Crowd Sourcing Sucked, So I Put Instagram API to Work Instead - shaharsol
http://shaharsol.com/2012/09/27/crowd-sourcing-sucked-so-i-put-instagram-api-to-work-instead/
======
thaas53
It could also be that surfers don't want to share the great conditions with
others so they can enjoy them without the congestion?

------
klenwell
I'm glad to see someone trying this. I very (very) casually explored this same
idea recently by just browsing the search features of Instagram and Flickr.
The results weren't very promising so I concluded it probably wasn't worth
investing further effort in the API. Looking at the Huntington Beach results
for this morning on the swellphone website, I don't see a lot that would
interest surfers:

[http://swellphone.com/spot/surf-
spot/usa/california/huntingt...](http://swellphone.com/spot/surf-
spot/usa/california/huntington-beach)

And I would expect that to be one of the more popular spots.

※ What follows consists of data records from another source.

PR #9165, opened 2020-05-23
Try validating multiple times before updating instancegroup

johngmyers:
My alternative to #8897

### DIFF
--- a/pkg/instancegroups/instancegroups.go
+++ b/pkg/instancegroups/instancegroups.go
@@ -88,16 +88,8 @@ func (c *RollingUpdateCluster) rollingUpdateInstanceGroup(ctx context.Context, c
 
 	if isBastion {
 		klog.V(3).Info("Not validating the cluster as instance is a bastion.")
-	} else if c.CloudOnly {
-		klog.V(3).Info("Not validating cluster as validation is turned off via the cloud-only flag.")
-	} else {
-		if err = c.validateCluster(); err != nil {
-			if c.FailOnValidate {
-				return err
-			}
-			klog.V(2).Infof("Ignoring cluster validation error: %v", err)
-			klog.Info("Cluster validation failed, but proceeding since fail-on-validate-error is set to false")
-		}
+	} else if err = c.maybeValidate("", 1); err != nil {
+		return err
 	}
 
 	if !c.CloudOnly {
@@ -156,7 +148,7 @@ func (c *RollingUpdateCluster) rollingUpdateInstanceGroup(ctx context.Context, c
 					klog.Infof("waiting for %v after detaching instance", sleepAfterTerminate)
 					time.Sleep(sleepAfterTerminate)
 
-					if err := c.maybeValidate(c.ValidationTimeout, "detaching"); err != nil {
+					if err := c.maybeValidate(" after detaching instance", c.ValidateCount); err != nil {
 						return err
 					}
 					noneReady = false
@@ -185,7 +177,7 @@ func (c *RollingUpdateCluster) rollingUpdateInstanceGroup(ctx context.Context, c
 			return waitForPendingBeforeReturningError(runningDrains, terminateChan, err)
 		}
 
-		err = c.maybeValidate(c.ValidationTimeout, "removing")
+		err = c.maybeValidate("after terminating instance", c.ValidateCount)
 		if err != nil {
 			return waitForPendingBeforeReturningError(runningDrains, terminateChan, err)
 		}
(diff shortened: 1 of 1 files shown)


pkg/instancegroups/instancegroups.go
```diff
@@ -88,16 +88,8 @@ func (c *RollingUpdateCluster) rollingUpdateInstanceGroup(ctx context.Context, c
...
-		klog.V(3).Info("Not validating cluster as validation is turned off via the cloud-only flag.")
-	} else {
-		if err = c.validateCluster(); err != nil {
-			if c.FailOnValidate {
-				return err
-			}
-			klog.V(2).Infof("Ignoring cluster validation error: %v", err)
-			klog.Info("Cluster validation failed, but proceeding since fail-on-validate-error is set to false")
-		}
+	} else if err = c.maybeValidate("", 1); err != nil {
```
granular-ryanbonham, line 91: What is reason for hard coding validateCount to 1 vs using c.validationCount which is 2 by default? It seems like a tiny speed gain for added code complexity passing around the value, also may not be what user expects if they have set a higher validationCount.

johngmyers: The code hasn't recently made a change to the cluster, so it's not likely to flap from validated to failing. We don't want to hang around before we start waiting for it to inexplicably flap.

I doubt users who have set a higher validationCount would expect to have that count doubled between instance groups.

granular-ryanbonham: Addon manifest will have been updated in S3, so CNIs for example may be updating on the existing nodes. On large clusters this can take a bit... That said I think this is something we can tweak/revisit if needed. I will LGTM for now if it is a problem we can address.

granular-ryanbonham:
@johngmyers I can no longer approve, so we will need additional eyes on this..

pkg/instancegroups/instancegroups.go
```diff
@@ -185,7 +177,7 @@ func (c *RollingUpdateCluster) rollingUpdateInstanceGroup(ctx context.Context, c
 			return waitForPendingBeforeReturningError(runningDrains, terminateChan, err)
 		}
 
-		err = c.maybeValidate(c.ValidationTimeout, "removing")
+		err = c.maybeValidate("after terminating instance", c.ValidateCount)
```
rifelpet, line 180:
```suggestion
		err = c.maybeValidate(" after terminating instance", c.ValidateCount)
```

pkg/instancegroups/instancegroups.go
```diff
@@ -88,16 +88,8 @@ func (c *RollingUpdateCluster) rollingUpdateInstanceGroup(ctx context.Context, c
...
-	} else {
-		if err = c.validateCluster(); err != nil {
-			if c.FailOnValidate {
-				return err
-			}
-			klog.V(2).Infof("Ignoring cluster validation error: %v", err)
-			klog.Info("Cluster validation failed, but proceeding since fail-on-validate-error is set to false")
-		}
+	} else if err = c.maybeValidate("", 1); err != nil {
+		return err
```
rifelpet, line 92: Why are we now validating even if CloudOnly is true?

pkg/instancegroups/instancegroups.go
```diff
@@ -383,40 +375,40 @@ func (c *RollingUpdateCluster) drainTerminateAndWait(ctx context.Context, u *clo
...
+			klog.Warningf("Cluster validation failed%s, proceeding since fail-on-validate is set to false: %v", operation, err)
 		}
 	}
 	return nil
 }
 
 // validateClusterWithDuration runs validation.ValidateCluster until either we get positive result or the timeout expires
-func (c *RollingUpdateCluster) validateClusterWithDuration(validationTimeout time.Duration) error {
-	ctx, cancel := context.WithTimeout(context.Background(), validationTimeout)
+func (c *RollingUpdateCluster) validateClusterWithDuration(validateCount int) error {
```
rifelpet, line 399: should this function be renamed now that it uses a count parameter rather than a duration parameter?

pkg/instancegroups/instancegroups.go
johngmyers: `maybeValidate()` doesn't validate if CloudOnly is true. This is removing redundant code

pkg/instancegroups/instancegroups.go
johngmyers: What the function does is impose the timeout. I combined it and `tryValidateCluster`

When I was in school at UCSD years ago, I found scraping NOAA buoy data and
loosely correlating it with personal experience was a good enough predictor as
to whether it was worth the walk down to Blacks. But this is what surfline.com
does at scale.

Incidentally, anyone know what happened to the site surfshot.com? I believe
their model was just to send a couple photographers down the San Diego coast
each morning and post pictures. Site has been around for years and worked well
enough, I thought, but it hasn't updated since July.

------
mooreds
Your story proves that sometimes you have to find a bigger crowd and/or a
different approach, not that crowd sourcing sucks.

Either way, nice work!

------
smcguinness
Very cool usage. What is your next step? As you said, most but not all
pictures have pictures of the water. Have you thought about using CV to detect
water in the background as the next possible iteration to remove pictures that
do not show conditions.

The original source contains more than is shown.